Las ruinas de la T-4, que dicho sea de paso nadie podrá dejar
de asociarlas en el futuro a la nefasta gestión de Zapatero en un asunto tan serio
como es el terrorismo, alegorizan de algún modo el derrumbe de una patria —y de
sus valores éticos— cuyo máximo dirigente político prefiere desconocer. No me
extraña, pues, que el mismo individuo que no dudó en ir a Barajas a inaugurar
una obra prácticamente concluida por el anterior gobierno del PP, se haya
resistido hasta hoy mismo a que le retratasen con el ruinoso panorama de fondo.
Es preciso apuntar, respecto a las reacciones de Zapatero ante la tragedia, que
nos las habemos frente un apático reincidente, ya que se comportó del mismo
modo en el incendio de Guadalajara, donde al final llegó tarde y casi de
madrugada al objeto de evitar la presencia de los afectados. Claro que el año
anterior aún lo había hecho peor: ni se molestó en bajarse del yate en Menorca
para acudir a Andalucía, donde dos de sus provincias se habían calcinado.

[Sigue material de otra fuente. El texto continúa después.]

PR #2710, opened 2026-03-16
feat: stream resumption for interrupted conversations

anubra266:
## Summary

Implements the [Vercel AI SDK resume pattern](https://ai-sdk.dev/docs/ai-sdk-ui/chatbot-resume-streams), so users who disconnect mid-stream can return and receive the response seamlessly.

Closes PRD-6312


.changeset/grim-apricot-crow.md
amikofalvy: Is this durable execution or resumable stream. Last we spoke these were relatively independent ideas.

anubra266: Seems it's rebased wrongly, durable commits are somehow here, I'll look into this

amikofalvy: We are also missing a minor changeset for agents-core (db migrations)

packages/agents-core/drizzle/runtime/0025_minor_obadiah_stane.sql
amikofalvy, line 1: migrations have drifted since the PR was first opened, once we have approved this PR we need to rebase on main to get the latest. You will need to resolve migration merge conflicts using the drop regen approach

packages/agents-core/src/data-access/runtime/streamChunks.ts
```diff
@@ -0,0 +1,77 @@
+import { and, eq, gt, sql } from 'drizzle-orm';
+import type { AgentsRunDatabaseClient } from '../../db/runtime/runtime-client';
+import { streamChunks } from '../../db/runtime/runtime-schema';
+
+interface StreamScope {
```
amikofalvy: I think you can just call this conversationScope and move the definition to where the other scopes are defined to keep the scope definitions centralized

packages/agents-core/src/data-access/runtime/streamChunks.ts
```diff
@@ -0,0 +1,77 @@
...
+
+export const insertStreamChunks =
+  (db: AgentsRunDatabaseClient) =>
+  async (params: StreamScope & { chunks: { idx: number; data: string }[] }) => {
+    if (params.chunks.length === 0) return;
+    await db.insert(streamChunks).values(
+      params.chunks.map((chunk) => ({
+        tenantId: params.tenantId,
+        projectId: params.projectId,
+        conversationId: params.conversationId,
```
amikofalvy, line 29: You can reduce the number of lines in this file if you are able to grab the scopes directly from the params
```suggestion
      ...scopes,
```

packages/agents-core/src/data-access/runtime/streamChunks.ts
```diff
@@ -0,0 +1,77 @@
...
+    ];
+    if (params.afterIdx !== undefined) {
+      conditions.push(gt(streamChunks.idx, params.afterIdx));
+    }
+    return db
+      .select({ idx: streamChunks.idx, data: streamChunks.data, isFinal: streamChunks.isFinal })
+      .from(streamChunks)
+      .where(and(...conditions))
+      .orderBy(streamChunks.idx)
+      .limit(params.limit ?? DEFAULT_CHUNK_BATCH_LIMIT);
```
amikofalvy, line 61: Is it possible for the number of chunks to be greater than this default? do we need better pagination

packages/agents-core/src/data-access/runtime/streamChunks.ts
```diff
@@ -0,0 +1,77 @@
...
+        eq(streamChunks.tenantId, params.tenantId),
+        eq(streamChunks.projectId, params.projectId),
+        eq(streamChunks.conversationId, params.conversationId)
+      )
+    );
+};
+
+export const cleanupExpiredStreamChunks =
+  (db: AgentsRunDatabaseClient) =>
+  async (olderThanMinutes = 5) => {
```
amikofalvy: There could be a lot of chunks potentially and this operation might take longer than expected. Should we cap the number of chunks that are deleted at one time? Is this a real concern?

packages/agents-core/src/validation/schemas.ts
```diff
@@ -357,13 +357,16 @@ export const AgentInsertSchema = createInsertSchema(agents, {
...
-    ResourceIdSchema.clone().openapi({
-      description:
-        'ID of the default sub-agent that handles initial user messages. ' +
-        'Required at runtime but nullable on creation to avoid circular FK dependency. ' +
-        'Workflow: 1) POST Agent (without defaultSubAgentId), 2) POST SubAgent, 3) PATCH Agent with defaultSubAgentId.',
-      example: 'my-default-subagent',
-    }),
+    ResourceIdSchema.clone()
+      .nullable()
+      .optional()
```
amikofalvy: @claude agents nullable and optional? I think we don't want this. How is it relevant to this PR?

agents-api/src/index.ts
```diff
@@ -134,6 +134,19 @@ if (workflowWorld === '@workflow/world-postgres' || workflowWorld === 'local') {
...
+import { cleanupExpiredStreamChunks } from '@inkeep/agents-core';
+import runDbClient from './data/db/runDbClient';
+
+const streamChunkCleanupTimer = setInterval(async () => {
+  try {
+    await cleanupExpiredStreamChunks(runDbClient)();
+  } catch (err) {
+    logger.error({ error: err }, 'Failed to cleanup expired stream chunks');
+  }
+}, 60_000);
```
amikofalvy: @claude  in a serverless environment like Vercel how does this run?

agents-api/src/domains/run/routes/conversations.ts
```diff
@@ -396,4 +400,104 @@ app.openapi(
...
+    conversationId,
+  });
+
+  if (!conversation) {
+    return new Response(null, { status: 204 });
+  }
+
+  if (endUserId && conversation.userId !== endUserId) {
+    return new Response(null, { status: 204 });
+  }
```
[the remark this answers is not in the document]
amikofalvy: How was this resolved? It looks like the authorization check fall through still exists.

agents-api/src/index.ts
amikofalvy: @anubra266 I think we need another method to run cleanup here. The Vercel instances don't usually live 1 minute

amikofalvy: The vercel cron job actually makes sense here.

packages/agents-core/src/data-access/runtime/streamChunks.ts
amikofalvy: 1. This value should be named. We don't want to spend time looking for this timeout later when we are debugging
2. Make this value longer than 5 minutes. This value is independent of the Vercel max_duration time (which varies per plan).
3. Do paginated deletes So we don't get a large DB operation.
4. Run Vercel Cron once per day (if on vercel), 
5. For non Vercel deployments continue using setInterval (only on non vercel deployments)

¿De dónde viene una forma de gobernar tan despreciable?
Hagamos un poco de historia: “España no la va a conocer ni la madre que la
parió”, fue una frase pronunciada en su día por Alfonso Guerra. Con ella
pretendía aludir a lo mucho y bueno que le depararía el futuro a nuestra patria
tras un período de gobierno socialista. Pero no resultó ser así, a pesar de los
trece años y medio en el poder y de contar inicialmente con la ilusión de la
inmensa mayoría de los españoles: un enorme manto de corrupción, inmoralidad y
crimen de Estado cayó sobre esa España que se había vaticinado como
irreconocible en lo bueno. Al contrario, se malversó toda la ilusión y se
aportó como resultado más destacable un paro galopante para millones de
personas y unos gobiernos autonómicos sumamente decepcionados o dejados al albur
de unos nacionalistas que, sin freno alguno del poder del Estado y sin
referente moral, iniciaban ya el despegue hacia el totalitarismo que ahora
practican.
Acaso se dijeron los nacionalistas que si eran válidas la
guerra sucia y las corruptelas del gobierno del Estado, muchas de cuyas fechorías
iban quedando impunes, lo lógico es que valiesen para todos, es decir, también para
ellos. Concluyó así, en pleno descrédito del gobierno de la Nación, cualquier
atisbo de lealtad más o menos disimulada hacia España. Fue un nuevo 98 de
carácter interno, sin pérdida de colonias pero sí del espíritu que una patria
precisa para sentirse orgullosa de sí misma. A partir de ahí, como consecuencia
de las dos últimas legislaturas en minoría socialista, que supusieron el apoyo catalán
y vasco, prestado gustoso a cambio de..., se abrió el melón del separatismo y
la Constitución española comenzó a recibir cargas de profundidad en, al menos,
tres comunidades autónomas.
A continuación llegó la bonanza económica del PP, y con
ella su incapacidad manifiesta para recuperar el sentido del Estado, lo que
podía haber logrado con suma facilidad mediante el rescate y blindaje de la
separación de poderes. Pero no fue así, sino que le siguió un largo período de
agitación socialista, en el que se magnificó cualquier circunstancia o accidente
que sirviese para convulsionar al gobierno de Aznar. Finalmente llegó el 11-M,
que acabó por devolver el poder a los socialistas y a decidirles a emprender,
respecto a la banda de asesinos etarras, justo la política contraria de sus
antecesores en el gobierno.
Había que probar algo nuevo, quizá el trapicheo
disfrazado de acuerdo. Lo que fue GAL en tiempos de Felipe o lo que se
caracterizó por el cumplimiento estricto de la Ley en la era Aznar, pasó a ser
un primoroso desistimiento político y moral a lo largo de todo el mandato de Zapatero.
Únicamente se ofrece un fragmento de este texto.